Issue #1827, opened 2024-06-06
[NETE2ESDK][Loc] Installing .NET SDK failed in Simple Chinese OS


NicoleWang001:
### Describe the bug.

Installing .NET SDK failed in Simple Chinese OS

### Please attach log file(s) here if you have any.

The log file location should be copied to your clipboard if you came from VS Code.

### Reproduction Steps

Try to install the .NET SDK System-Wide in Simple Chinese Windows OS.

### Expected Behavior

SDK could be installed succeed.

### Exceptions & Errors (if any)

Failed to download .NET 8.0.301~unknown: .NET Acquisition Failed: The requested version
![image](https://github.com/dotnet/vscode-dotnet-runtime/assets/1578239/d705ad85-7561-41cc-986c-6be1a041d571)

### .NET Install Tool Version

2.0.6, 2.0.5

### Your operating system? Please provide more detail, such as the version and or distro above.

Windows

### VS Code Version

1.90.0

NicoleWang001:
.NET SDK could be installed successfully in English OS.
![image](https://github.com/dotnet/vscode-dotnet-runtime/assets/1578239/1e99f2c8-33b3-464a-ba6b-b4c968be2750)

nagilson:
this should be fixed pending the new build

NicoleWang001:
Thanks, @nagilson. Checked the new build, this issue was fixed. So close it.
![image](https://github.com/dotnet/vscode-dotnet-runtime/assets/1578239/1f6eac6a-7231-44d8-908f-f2303302dee8)

PR #1830, opened 2024-06-06
Don't rely on english output for registry lookups

nagilson:
⚠️ Problem: We relied on 'ERROR' to determine if an error occurred during a registry lookup. This lookup is to find already existing installs of the .NET SDK on the machine. If the system display language is not english, reg.exe does not return in english. Unfortunately there is no option to standardize output or output language. https://learn.microsoft.com/en-us/windows-server/administration/windows-commands/reg-query

💡 Solution: Read the status code first to check if the query resulted in an error.

❓ Alternative solution: Add registry-js library from GitHub to query registry in a less hacky way. Unfortunately this adds native binaries to our extension and would require us to ship platform specific packages, which is extra work I would prefer not to do.

💥 : Ways this could be improved: 
The `CommandExecutor` only returns a string at the moment. It could be improved to return a result object with stdout, stderr, and status code, so we don't need to run the command twice. This is obviously the better solution in the long term. But it would require updating a lot of code, and I don't think it's a priority to do that right now.

♻️ Testing: I was unable to get reg.exe to output in any language besides english but it does seem to happen. Setting the system locale, preferences, display language, and preferred language did not impact reg.exe after the fact. Will rely on vendors to test on a machine with different OS language.
image

image

Resolves: 
https://github.com/dotnet/vscode-dotnet-runtime/issues/1827
https://github.com/dotnet/vscode-csharp/issues/7158

### DIFF
--- a/vscode-dotnet-runtime-library/src/Acquisition/WinMacGlobalInstaller.ts
+++ b/vscode-dotnet-runtime-library/src/Acquisition/WinMacGlobalInstaller.ts
@@ -278,7 +278,7 @@ Please correct your PATH variable or make sure the 'open' utility is installed s
      */
     private extractVersionsOutOfRegistryKeyStrings(registryQueryResult : string) : string[]
     {
-        if(registryQueryResult.includes('ERROR') || registryQueryResult === '')
+        if(registryQueryResult === '')
         {
                 return [];
         }
@@ -346,8 +346,19 @@ Please correct your PATH variable or make sure the 'open' utility is installed s
                 {
                     const registryQueryCommand = path.join(`${process.env.SystemRoot}`, `System32\\reg.exe`);
                     // /reg:32 is added because all keys on 64 bit machines are all put into the WOW node. They won't be on the WOW node on a 32 bit machine.
-                    const fullQuery = `${registryQueryCommand}`;
-                    const installRecordKeysOfXBit = await this.commandRunner.execute(CommandExecutor.makeCommand(registryQueryCommand, [`query`, `${query}`, `\/reg:32`]));
+                    const command = CommandExecutor.makeCommand(registryQueryCommand, [`query`, `${query}`, `\/reg:32`]);
+
+                    let installRecordKeysOfXBit = '';
+                    const oldReturnStatusSetting = this.commandRunner.returnStatus;
+                    this.commandRunner.returnStatus = true;
+                    const registryLookupStatusCode = await this.commandRunner.execute(command);
+                    this.commandRunner.returnStatus = oldReturnStatusSetting;
+
+                    if(registryLookupStatusCode === '0')
+                    {
+                        installRecordKeysOfXBit = await this.commandRunner.execute(command);
+                    }
+
                     const installedSdks = this.extractVersionsOutOfRegistryKeyStrings(installRecordKeysOfXBit);
                     // Append any newly found sdk versions
                     sdks = sdks.concat(installedSdks.filter((item) => sdks.indexOf(item) < 0));
--- a/vscode-dotnet-runtime-library/src/test/mocks/MockObjects.ts
+++ b/vscode-dotnet-runtime-library/src/test/mocks/MockObjects.ts
@@ -325,6 +325,7 @@ export class MockCommandExecutor extends ICommandExecutor
 {
     private trueExecutor : CommandExecutor;
     public fakeReturnValue = '';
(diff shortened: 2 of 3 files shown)


vscode-dotnet-runtime-library/src/test/mocks/MockObjects.ts
```diff
@@ -342,6 +344,7 @@ export class MockCommandExecutor extends ICommandExecutor
     {
         this.attemptedCommand = CommandExecutor.prettifyCommandExecutorCommand(command);
 
+
```
nagilson, line 347:
```suggestion
```

vscode-dotnet-runtime-library/src/Acquisition/WinMacGlobalInstaller.ts
```diff
@@ -346,8 +346,19 @@ Please correct your PATH variable or make sure the 'open' utility is installed s
...
                     // /reg:32 is added because all keys on 64 bit machines are all put into the WOW node. They won't be on the WOW node on a 32 bit machine.
-                    const fullQuery = `${registryQueryCommand}`;
-                    const installRecordKeysOfXBit = await this.commandRunner.execute(CommandExecutor.makeCommand(registryQueryCommand, [`query`, `${query}`, `\/reg:32`]));
+                    const command = CommandExecutor.makeCommand(registryQueryCommand, [`query`, `${query}`, `\/reg:32`]);
+
+                    let installRecordKeysOfXBit = '';
+                    const oldReturnStatusSetting = this.commandRunner.returnStatus;
+                    this.commandRunner.returnStatus = true;
+                    const registryLookupStatusCode = await this.commandRunner.execute(command);
+                    this.commandRunner.returnStatus = oldReturnStatusSetting;
```
nagilson, line 355: Obviously this should be false, but I would prefer to keep this pattern so we can update them all at the same time if/when we want to fix this code.

vscode-dotnet-runtime-library/src/test/mocks/MockObjects.ts
```diff
@@ -342,16 +344,29 @@ export class MockCommandExecutor extends ICommandExecutor
...
         }
-        else if(this.otherCommandsToMock.some(x => x.includes(command.commandRoot)))
+
+        for(let i = 0; i < this.otherCommandPatternsToMock.length; ++i)
+        {
+            const commandPatternToLookFor = this.otherCommandPatternsToMock[i];
+            if(command.commandRoot.includes(commandPatternToLookFor) ||
+                command.commandParts.some((arg) => arg.includes(commandPatternToLookFor)))
+            {
+                if(this.shouldReturnStatus() && this.otherCommandsStatusReturnValues)
```
nagilson, line 359:
```suggestion
                if(this.shouldReturnStatus() && this.otherCommandsStatusReturnValues[i])
```

vscode-dotnet-runtime-library/src/Acquisition/WinMacGlobalInstaller.ts
baronfel: So if I understand correctly, what we're doing here is a two-phase lookup - in the first phase were invoking the command specifically to see if it returns successfully (since our current usage/API for executing commands here doesn't give us both exit code + stdin/stderr?). And then, once we are convinced that we can successfully get the reg query result, we invoke the query again in an execution mode where we get the result of the query back?

Forgind:
Is this fixing a theoretical problem or a user-reported problem? I saw you linked two issues, but both included screenshots that said 'error' somewhere, and you said you had difficulty reproducing this for testing. MSBuild looks for Error:, but it isn't a problem because the Error: part isn't localized anyway.

vscode-dotnet-runtime-library/src/Acquisition/WinMacGlobalInstaller.ts
nagilson: That is 100% correct

nagilson:
> Is this fixing a theoretical problem or a user-reported problem? I saw you linked two issues, but both included screenshots that said 'error' somewhere, and you said you had difficulty reproducing this for testing. MSBuild looks for Error:, but it isn't a problem because the Error: part isn't localized anyway.

Good question. The German user had 'FEHLER' instead of error and the vendors were able to repro the bug with CN output and also confirm the fix.

baronfel (approved):
LGTM, but it would be good to log your comment about making the API for command results better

> **Work order**: Where does the string "display" appear in the records above? Return every line that holds it.

> **Result of the exercise**:
⚠️ Problem: We relied on 'ERROR' to determine if an error occurred during a registry lookup. This lookup is to find already existing installs of the .NET SDK on the machine. If the system display language is not english, reg.exe does not return in english. Unfortunately there is no option to standardize output or output language. https://learn.microsoft.com/en-us/windows-server/administration/windows-commands/reg-query
♻️ Testing: I was unable to get reg.exe to output in any language besides english but it does seem to happen. Setting the system locale, preferences, display language, and preferred language did not impact reg.exe after the fact. Will rely on vendors to test on a machine with different OS language.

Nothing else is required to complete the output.